Records drawn from a dataset
PR #542, opened 2022-09-28
micropython/mip: Add a new `mip` library for on-device installation.

jimmo:
This PR adds:
 - A library (`mip`) that can be frozen (or manually installed) on network-capable boards for on-device installation of packages from micropython-lib (or other similar package indices).
 - A tool (`tools/build.py`) to deploy micropython-lib to a static web server suitable for access from `mip` (or `mpremote` when similar functionality is added).

The structure of the static web server output is explained in the comments at the top of deploy.py.

`mip.install()` supports the following use cases:

- `mip.install("foo")` -- this will download the latest version of the foo package (and dependencies) from micropython-lib.
- `mip.install("foo", version="x.y")` -- install foo version x.y, including dependencies at the version when foo x.y was published
- `mip.install("foo", target="path/to/lib")` -- install foo and dependencies in specified path (otherwise defaults to the first "lib" directory in sys.path)
- `mip.install("foo", index="https://example.com/")` -- install foo from example.com's index
- `mip.install("http://example.com/x/y/foo.py")` -- download foo.py directly from the URL
- `mip.install("http://example.com/x/y/foo.json")` -- download a package, including dependencies, described by foo.json (see below)
- `mip.install("http://example.com/x/y")` -- implicitly http://example.com/x/y/package.json
- `mip.install("github:org/user/path/foo.py")` -- shortcut for github-hosted content (fetches user/path/foo.py from the default branch)
- `mip.install("github:org/user/path/mypackage.json")` -- as above
- `mip.install("github:org/user")` -- this will hopefully be the common case for "self-hosted" packages.
- `mip.install("github:org/user", version="devel")` -- as above, but using the "devel" branch
- `mip.install("foo", mpy=False) -- fetch foo but as .py files (i.e. for debugging).

Major differences in `mip` compared to `upip`:
- Packages installed from the index are bytecode compiled to .mpy by default. The request includes the device's supported version.
- pypi is not supported as a source.
- It uses `urequests` rather than having its own HTTP client. (Most boards that freeze `mip` also freeze urequests anyway)

The package.json looks like

```json
{
  "hashes": [
    ["aioble/server.mpy", "e39dbf64"],
    ...
  ],
  "urls": [
    ["target/path.py", "http://url/foo/bar/path.py"],
    ...
  ],
  "deps": [
    ["name", "version"],
    ...
  ]
  "version": "0.1"
}
```

The "hashes" are for referencing .mpy files directly from micropython-lib. This is used by micropython-lib packages, but shouldn't be used for self-hosted ones. The "urls" allows arbritrary URLs to be fetched, and "deps" allows recursive dependencies, e.g. a self-hosted package might want to provide some urls to their own files, and then depend on some micropython-lib packages (or a package json in another github repo).

Note: deploy.py requires https://github.com/micropython/micropython/pull/9437

### DIFF
--- a/README.md
+++ b/README.md
@@ -29,4 +29,3 @@ Future plans (and new contributor ideas)
 
 * Develop a set of example programs using these libraries.
 * Develop more MicroPython libraries for common tasks.
-* Provide a replacement for the previous `upip` tool.
--- a/README.md
+++ b/README.md
@@ -27,7 +27,6 @@ Other libraries are packages, in which case you'll need to copy the directory in
 Future plans (and new contributor ideas)
 ----------------------------------------
 
-* Provide compiled .mpy distributions.
 * Develop a set of example programs using these libraries.
 * Develop more MicroPython libraries for common tasks.
 * Provide a replacement for the previous `upip` tool.
--- a/micropython/mip/manifest.py
+++ b/micropython/mip/manifest.py
@@ -1,0 +1,5 @@
+metadata(version="0.1.0", description="On-device package installer for network-capable boards")
+
+require("urequests")
+
+module("mip.py")
--- a/micropython/mip/mip.py
+++ b/micropython/mip/mip.py
@@ -1,0 +1,169 @@
+# MicroPython package installer
+# MIT license; Copyright (c) 2022 Jim Mussared
+
+import urequests as requests
+import sys
+
+
+_PACKAGE_INDEX = const("https://micropython.org/pi/v2")
+_CHUNK_SIZE = 128
+
+
+# This implements os.makedirs(os.dirname(path))
+def _ensure_path_exists(path):
+    import os
+
+    split = path.split("/")
+
+    # Handle paths starting with "/".
+    if not split[0]:
+        split.pop(0)
+        split[0] = "/" + split[0]
+
+    prefix = ""
+    for i in range(len(split) - 1):
+        prefix += split[i]
+        try:
+            os.stat(prefix)
+        except:
+            os.mkdir(prefix)
+        prefix += "/"
+
+
+# Copy from src (stream) to dest (function-taking-bytes)
+def _chunk(src, dest):
+    buf = memoryview(bytearray(_CHUNK_SIZE))
+    while True:
+        n = src.readinto(buf)
+        if n == 0:
+            break
+        dest(buf if n == _CHUNK_SIZE else buf[:n])
+
+
+# Check if the specified path exists and matches the hash.
+def _check_exists(path, short_hash):
+    import os
+
+    try:
+        import binascii
+        import hashlib
+
+        with open(path, "rb") as f:
+            hs256 = hashlib.sha256()
+            _chunk(f, hs256.update)
+            existing_hash = str(binascii.hexlify(hs256.digest())[: len(short_hash)], "utf-8")
+            return existing_hash == short_hash
+    except:
+        return False
+
+
+def _rewrite_url(url, branch=None):
+    if not branch:
+        branch = "HEAD"
+    if url.startswith("github:"):
+        url = url[7:].split("/")
+        url = (
+            "https://raw.githubusercontent.com/"
+            + url[0]
+            + "/"
+            + url[1]
+            + "/"
+            + branch
+            + "/"
+            + "/".join(url[2:])
+        )
+    return url
+
+
+def _download_file(url, dest):
+    response = requests.get(url)
+    try:
+        if response.status_code != 200:
+            print("Error", response.status_code, "requesting", url)
+            return False
+
+        print("Copying:", dest)
+        _ensure_path_exists(dest)
+        with open(dest, "wb") as f:
+            _chunk(response.raw, f.write)
+
+        return True
+    finally:
+        response.close()
+
+
+def _install_json(package_json_url, index, target, version, mpy):
+    response = requests.get(_rewrite_url(package_json_url, version))
+    try:
+        if response.status_code != 200:
+            print("Package not found:", package_json_url)
+            return False
+
+        package_json = response.json()
+    finally:
+        response.close()
+    for target_path, short_hash in package_json.get("hashes", ()):
+        fs_target_path = target + "/" + target_path
+        if _check_exists(fs_target_path, short_hash):
+            print("Exists:", fs_target_path)
+        else:
+            file_url = "{}/file/{}/{}".format(index, short_hash[:2], short_hash)
+            if not _download_file(file_url, fs_target_path):
+                print("File not found: {} {}".format(target_path, short_hash))
+                return False
+    for target_path, url in package_json.get("urls", ()):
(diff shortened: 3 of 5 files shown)


jimmo:
I've written a small demo of what writing a "self-hosted" (on GitHub) package will look like, including how to specify dependencies: https://github.com/jimmo/micropython-mlx90640

jimmo:
Another artifact of the build is a top-level `index.json` (which will be https://micropython.org/pi/v2/index.json) which contains the full list of available packages from micropython-lib. upip doesn't consume this, but other tools that want to discover available packages can. What's included in this for now is pretty minimal, but unlike the package metadata I don't imagine this being consumed by low-memory devices so this could have more info added (possibly version history etc).

tools/deploy.py
```diff
@@ -0,0 +1,313 @@
...
+def main():
+    import argparse
+
+    cmd_parser = argparse.ArgumentParser(
+        description="Compile micropython-lib for serving to upip."
+    )
+    cmd_parser.add_argument("--output", required=True, help="output directory")
+    cmd_parser.add_argument("--hash-prefix", default=8, type=int, help="hash prefix length")
+    cmd_parser.add_argument("--mpy-cross", default=None, help="optional path to mpy-cross binary")
+    cmd_parser.add_argument("--micropython", default=None, help="path to micropython repo")
```
dpgeorge, line 302: if you specify the micropython repo, could that be used as the path to mpy-cross?  or will that automatically happen because of line 307 below?

dpgeorge:
I checked the frozen version of this new upip, compared to the old one (compiled with mpy-cross v6 using -O0, ie no optimisations).  This is to see how the new one compares to the old one in terms of flash size.  Note that the new upip relies on urequests, so the total size of the new upip needs to include the size of urequests.

Old upip size:
- esp8266: 6056 bytes frozen
- rp2: 5832 bytes frozen

New upip+urequests combined size:
- esp8266: 5536 bytes frozen
- rp2: 5360 bytes frozen

So the new upip combined with urequests is about 500 bytes smaller (around 10% smaller) than the old upip.  Even bigger savings are made when urequests already exists for other reasons.  In that case upip on its own is just 2464 bytes frozen (on rp2).

Furthermore the dependencies on built-in C modules are reduced with the new upip.  The dependencies are:
- Old upip: sys, gc, os, errno, json, zlib, uctypes, ssl, socket
- New upip: sys, os, binascii (optional), hashlib (optional), and then json, ssl, socket via urequests.

So gc, errno, zlib and uctypes are no longer required by the new upip, compared to the old one.

tools/deploy.py
jimmo: Yes. It's a bit complicated because of the two somewhat independent dependencies on mpy_cross and mpy-cross. :scream: 

What I had imagined here is that you'd run this script something like:

- clone micropython repo
- for each bytecode version we want to support:
  - checkout that version of the micropython repo
  - build mpy-cross
  - run deploy.py with --micropython

jimmo:
I've pushed an updated version that adds two features requested via private feedback:

- Ability to install "source only" versions of packages. Alongside the supported bytecode versions, there's now a "py" version. This can be requested using `upip.install(..., mpy=False)`.
- Added version history to the index.json. This allows you to discover the available versions for each bytecode version.

micropython/upip/upip.py
```diff
@@ -0,0 +1,173 @@
...
+
+        package_json = response.json()
+    finally:
+        response.close()
+    for target_path, short_hash in package_json.get("hashes", ()):
+        fs_target_path = target + "/" + target_path
+        if _check_exists(fs_target_path, short_hash):
+            print("Exists:", fs_target_path)
+        else:
+            file_url = "{}/file/{}/{}".format(index, short_hash[:2], short_hash[2:])
```
dpgeorge, line 110: is it better to use the full hash name as the filename, ie `.format(index, short_hash[:2], short_hash)`?

micropython/upip/upip.py
```diff
@@ -0,0 +1,173 @@
...
+            )
+        else:
+            if not package.endswith(".json"):
+                if not package.endswith("/"):
+                    package += "/"
+                package += "package.json"
+            print("Installing {} to {}".format(package, target))
+            return _install_json(package, index, target, version, mpy)
+    else:
+        return _install_lib(package, index, target, version, mpy)
```
dpgeorge, line 157: if you inline `_install_lib` here it'd be smaller code, and you could combine the (tail) call to `_install_json` with the one just above

micropython/upip/upip.py
```diff
@@ -0,0 +1,173 @@
...
+
+
+def install(package, index=_PACKAGE_INDEX, target=None, version=None, mpy=True):
+    if not target:
+        for p in sys.path:
+            if p == "lib" or p.endswith("/lib"):
```
dpgeorge, line 163: i think this can be simplified to just `p.endswith("/lib")`, since all existing ports use one of the following:
- /lib
- /flash/lib
- /sd/lib

micropython/upip/upip.py
```diff
@@ -0,0 +1,173 @@
...
+                target = p
+                break
+        else:
+            print("Unable to find lib dir in sys.path.")
```
dpgeorge, line 167: no other message ends in a full-stop in this file, so i don't think this one should (and saves a byte!)

micropython/upip/upip.py
```diff
@@ -0,0 +1,173 @@
...
+            return
+
+    if _install_package(package, index.rstrip("/"), target, version, mpy):
+        print("Done")
+    else:
+        print("Package may be partially installed.")
```
dpgeorge, line 173: no full-stop

dpgeorge:
What about the ability to do, on the unix port, `micropython -m upip install foo`?  That could be done with the old upip.  Do we need to support that?

jimmo:
Addressed comments above.

> Edit: maybe we can have a separate upip-cli that supports command-line for unix?

Yep, I want to do this like the change we made for `unittest` where if you install `unittest-discover` then you also get `micropython -m unittest`. (Separate PR)

tools/deploy.py
dpgeorge: Sounds good.  I tested using just `--micropython` and it all works.

jimmo:
As discussed, renamed `upip` to `mip`, and `deploy.py` to `build.py`.

dpgeorge:
Thank you, this is awesome!

peterhinch:
Are there any ideas on how to support platforms like Pico that aren't network-enabled?

jimmo:
> Are there any ideas on how to support platforms like Pico that aren't network-enabled?

@peterhinch 
Yep! https://github.com/micropython/micropython/pull/9467

jimmo:
And https://github.com/micropython/micropython/pull/9463 included a significant overhaul of https://docs.micropython.org/en/latest/reference/packages.html (which hasn't gone live yet, but will hopefully update soon).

:: What is being asked ::
Check each line in the records above for the word "think". Return those that have it.

:: Solution below ::
dpgeorge, line 163: i think this can be simplified to just `p.endswith("/lib")`, since all existing ports use one of the following:
dpgeorge, line 167: no other message ends in a full-stop in this file, so i don't think this one should (and saves a byte!)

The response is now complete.